Report Tackles the Big Issues of our Sector
In early 2018, a Senate Special Committee was formed to explore the issues and constraints that limit the charitable sector. They were tasked with looking at the challenges such as outdated policy and lack of coordinated support, and explore what needs to change so that the federal government can better enable charities and nonprofits to deliver social programs and address the complex issues facing Canadian communities.
The report outlines 42 recommendations to help modernize and create meaningful change to the sector. Recommendations span a number of issues, including workforce and volunteering, funding structures, innovation support, taxes and regulations. It acknowledged that the sector needs meaningful law and policy reform, as well as a renewed relationship with the federal government.
Navigating the Path Forward
With 190-pages covering fourty-two recommendation, which fall under at least eight government department/agencies, the key questions is now what and who? The sector is worried (and not without reason) that the volume of recommendations will make it difficult to sort through and act on. Previous modernization efforts have fallen short and there is question as to whether there is ample desire to truly make some changes. The other risk is the federal election – no matter which government comes into power there is the possibility that the report will get lost in changing political priorities.
The good news is that a permanent Advisory Committee has been announced. This committee has a big task – sorting through the recommendations, understanding the depth of the issues, getting consensus across the sector and government, and hopefully, making meaningful, positive changes.
Arguably, one of the most difficult tasks will be prioritizing. Bruce MacDonald, President and CEO of Imagine Canada and Committee Sector Co-chair, describes the task at a hand, “To realize the promise of this report, sector leaders are going to need to find a balance between advocating for their individual organization’s interests and supporting a common set of priorities. Hopefully, this will be seen as a complementary effort, not an ‘either/or’ approach.”
What Our Organizations Can Do Today
The most important thing our sector needs to do right now is ensure that this report does not get forgotten.
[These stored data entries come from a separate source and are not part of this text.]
PR #50, opened 2020-10-17
Starting Point for Unit Test Approach

bit-bender:
This is intended to be a simple and small set of unit tests. The attempt was to make it so that the structure of the CUnit test runner, how tests are organized in the test directory, the Makefile integration, etc. would be the primary focus of this pull request. To both build and run the tests, use 'make test' after the code has been built. This includes three test functions across two test suites.

### DIFF
--- a/tpm2/INSTALL.md
+++ b/tpm2/INSTALL.md
@@ -250,18 +250,16 @@ Once the dependencies are installed:
 
 1. Download the code
 
-2. Build and install the kmyth logger
-  * In the `kmyth_log` directory run *make* and *make install*
-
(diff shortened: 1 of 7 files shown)


PircDef:
The tpm2 INSTALL.md needs to have a section for the tests for CUnit and CUnit-devel

bit-bender:
I think I updated the INSTALL.md. I apologize for the number of commits, but I kept finding things in tpm2/INSTALL.md when I reviewed my changes. The force push was to correct my first commit message.

PircDef (approved):

PR #51, opened 2020-10-19
Add a CLI parameter for selecting the key server backend

### LINKED ISSUE #29: Update getkey to support both KMIP and 'simple' TLS server examples
The original version of kmyth-getkey demonstrated key retrieval from a generic TLS server. When a version of kmyth-getkey that incorporated libkmip library functionality to demonstrate a Kmyth client that retrieves keys from a KMIP server was developed, it replaced the original kmyth-getkey version.

As we would like to retain the functionality of both versions, this issue more specifically proposes modification of kmyth-getkey to support both (either of) "get_key_from_kmip_server()" and "get_key_from_tls_server()" options. Further, selection of which option to use should be via a required command line parameter.

PeterHamilton:
This change adds a new '-t|--type' CLI parameter to getkey that allows the user to select the key server backend that stores the key to retrieve. Valid options include 'kmip' and 'simple'.

Closes #29

### DIFF
--- a/tpm2/src/getkey/main.c
+++ b/tpm2/src/getkey/main.c
@@ -32,7 +32,7 @@ static void usage(const char *prog)
           "  -l or --client        Path to file containing the client's certificate.\n\n"
           "Server Information --\n"
           "  -t or --type          The type of the key server. Valid values include 'kmip' and 'simple'.\n"
-          "                        Defaults to 'simple'."
+          "                        Defaults to 'simple'.\n"
           "  -s or --server        Path to file containing the certificate\n"
           "                        for the CA that issued the server cert.\n"
           "  -c or --conn_addr     The ip_address:port for the TLS connection.\n"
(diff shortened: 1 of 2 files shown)


tpm2/src/getkey/main.c
```diff
@@ -31,6 +31,8 @@ static void usage(const char *prog)
           "  -i or --input         Path to file containing the kmyth-sealed client's certificate private key.\n"
           "  -l or --client        Path to file containing the client's certificate.\n\n"
           "Server Information --\n"
+          "  -t or --type          The type of the key server. Valid values include 'kmip' and 'simple'.\n"
```
bit-bender, line 34: The README.md file in the tpm2 directory contains usage information. We should also update that as part of this pull request to keep it current.

PeterHamilton: Good point. I'll update that right now.

bit-bender (approved):

PR #55, opened 2020-10-21
Refactor/cleanup source file names

PircDef:


tpm2/include/memory_util.h
```diff
@@ -1,12 +1,12 @@
 /**
- * @file  tpm2_kmyth_misc.h
+ * @file  memory_util.h
  *
  * @brief Provides miscellaneous utility functions for Kmyth applications
```
bit-bender, line 4: Should probably also change this comment from "miscellaneous utility functions" to "memory utility functions"

tpm2/src/util/memory_util.c
```diff
@@ -1,11 +1,11 @@
 /**
- * tpm2_kmyth_misc.c:
+ * memory_util.c:
  *
  * C library containing miscellaneous utilities supporting Kmyth applications
```
bit-bender, line 4: Part 2 of my comment for the memory utilities header file: In this comment also, "miscellaneous utilities" should probably be changed to something more descriptive, like "memory utilitiies"

PR #57, opened 2020-10-21
Organized some headers and removed duplicate declarations.

PircDef:
I also added some includes because some of the code depended on tss2 includes to bring in others libraries. I tried to minimize that dependence.

### DIFF
--- a/tpm2/include/tpm/formatting_tools.h
+++ b/tpm2/include/tpm/formatting_tools.h
@@ -8,10 +8,12 @@
 #ifndef FORMATTING_TOOLS_H
 #define FORMATTING_TOOLS_H
 
-#include <tss2/tss2_sys.h>
-#include "cipher/cipher.h"
 #include <stddef.h>
 #include <stdint.h>
+
+#include <tss2/tss2_sys.h>
+
+#include "cipher/cipher.h"
 
 typedef struct Ski_s
 {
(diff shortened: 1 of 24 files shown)


tpm2/include/tpm/formatting_tools.h
```diff
@@ -8,9 +8,10 @@
 #ifndef FORMATTING_TOOLS_H
 #define FORMATTING_TOOLS_H
 
-#include <stdlib.h>
 #include <tss2/tss2_sys.h>
```
b-carr, line 11: Reorder these: standard includes followed by non-standard (but system installed) includes followed by project includes.

tpm2/include/tpm/tpm2_interface.h
```diff
@@ -10,6 +10,8 @@
 
 #include <tss2/tss2_sys.h>
```
b-carr, line 11: Same suggestion here on the order of the includes.

b-carr (commented):
Rather than comment every place I'll make this comment here.

I'd prefer we order the includes
(1) Standard includes
(2) Non-standard includes not from our project
(3) Includes from our project.

PircDef:
I ordered the headers like this:

1. Corresponding header file
2. Standard includes
3. 3rd party includes
4. Headers from kmyth

Each is alphabetically sorted (starting with the directory where applicable)

PR #61, opened 2020-10-27
Add error checking and quality improvements to IO utilities

PeterHamilton:
This change adds a series of fixes to the IO utility functions found in file_io.c and formatting_tools.c, adding error checking on various internal and external library function calls, explicitly freeing unfreed memory during error conditions, setting unused and freed pointers to NULL, adding error logging where appropriate, along with additional minor fixes.

Partially addresses #25

### DIFF
--- a/tpm2/src/tpm/formatting_tools.c
+++ b/tpm2/src/tpm/formatting_tools.c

Senator Omidvar has shared an Open Letter asking federal party leaders and candidates to commit to implement the report recommendations. We encourage all Alberta nonprofits to show their support by signing the open letter (it is very simple and takes less than a minute).
We also hope you will help us spread this important message more broadly by sharing this through your network and encouraging peer organizations to sign. You can also share Senator Omidvar’s social media message using the hashtag #votecharitably.
Continuing the Discussion
No official forums have yet been developed to share feedback, but that doesn’t mean our sector can’t or shouldn’t start having discussions. We encourage nonprofits to read the report, read commentary and start forming and opinions. Some perspectives out there include:
§ Article from The Philanthropist
§ Imagine Canada Highlight Reel
§ Report from Mowat NFP
§ Top Six Takeaways for Fundraisers
§ Recommendations that Support Affordable Housing
§ Exploring the Report from Charity Village
Share your ideas and perspective with colleagues or write an email to the ACCS secretariat. Tell us what you think by posting on our Facebook forum page and we will share your thoughts with Imagine Canada.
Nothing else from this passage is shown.